Suele creerse que los descubrimientos de Einstein fueron sólo de naturaleza teórica; ciertamente, es el físico teórico por excelencia. Sin embargo, también han generado incontables aplicaciones prácticas, pues a toda revolución conceptual le sigue siempre una gran revolución tecnológica, algo que deberían recordar quienes insisten en que la investigación debe ser ‘práctica’. El “muy revolucionario” trabajo sobre el efecto fotoeléctrico de 1905, la gran contribución de Einstein a la naciente física cuántica y la razón de su Nobel, es la base de incontables aplicaciones. Pero la imaginación popular siempre ha vinculado a Einstein con la relatividad. En 1905 (su Annus Mirabilis) desarrolló la Relatividad Especial, que resulta imprescindible cuando intervienen velocidades muy grandes, comparables a la de la luz, donde la mecánica de Newton ya no es adecuada. Sus consecuencias (E=mc² aparte) son muy profundas, pues la relatividad modifica el carácter absoluto y separado del espacio y del tiempo newtonianos, que en ella se funden en un único espaciotiempo. Como señaló en 1908 Hermann Minkowski, antiguo profesor de Einstein en el Politécnico de Zúrich, “sólo esa unión retiene una entidad independiente”. Más aún: la ‘fuerza’, base de la mecánica de Newton, acabará cediendo su protagonismo en favor del ‘campo’. El nombre de ‘relatividad’, sin embargo, es poco feliz: la teoría resalta lo que es invariante bajo ciertas condiciones, las leyes físicas, que por tanto (y afortunadamente), no son ‘relativas’. Ortega y Gasset –que acompañó a Einstein en su visita a España en 1923- apreció enseguida este aspecto. El propio Einstein utilizó ocasionalmente Invariantentheorie, pero ya era tarde para cambiar el nombre de ‘relatividad’, ya establecido.

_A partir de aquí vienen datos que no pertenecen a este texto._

PR #1221, opened 2020-12-12
uftrace: Do not use C++ keywords as variable names

honggyukim:
Since list.h and rbtree.h internally uses 'new' as a variable name, it
cannot be compiled by C++ compilers.

Besides those, there are more places that use C++ keywords so this
patch also renames those names as follows.
```
  s/new/new_entry/g
  s/old/old_entry/g
  s/class/elf_class/g
  s/private/info_str/g
```


namhyung (approved):
LGTM

PR #1520, opened 2022-08-09
tests: Separate test directory for runtest.py

JHH20:
Follow-up from PR #1517 but changing runtest.py instead of uftrace.

- Change directory structure to "test_{case num}/{flag}_{opt}"
- Fix improper call to debug logging
- Add test directory to .gitignore


tests/runtest.py
```diff
@@ -685,9 +682,14 @@ def run_single_case(case, flags, opts, arg):
     timeout = int(arg.timeout)
 
     origdir = os.getcwd()
+    case_num = case.split('_')[0][1:]
+    case_dir = os.path.abspath('test_%s' % case_num)
```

Sin embargo, la obra cumbre de Einstein, cuyo centenario celebramos, es la Relatividad General (RG). Conceptualmente, las ecuaciones de la RG son sencillas: geometría = materia, es decir, la distribución de materia determina la curvatura del espaciotiempo; se puede decir que la gravedad es la dinámica del espaciotiempo. Como teoría del campo gravitatorio, la RG es la base de cualquier consideración cosmológica o astronómica; por ejemplo, da cuenta del perihelio anómalo de Mercurio, inexplicable por la mecánica newtoniana. Pero también tiene consecuencias inesperadas, desde filosóficas, pues invalida el apriorismo kantiano sobre la pretendida naturaleza euclídea del espacio (y de paso cuestiona cualquier otro conocimiento a priori), hasta otras bien mundanas: la precisión del GPS sería imposible sin la RG. De hecho, si los aparatos que utilizamos indicaran el nombre del científico cuyos descubrimientos permiten su funcionamiento, el de Einstein sería omnipresente.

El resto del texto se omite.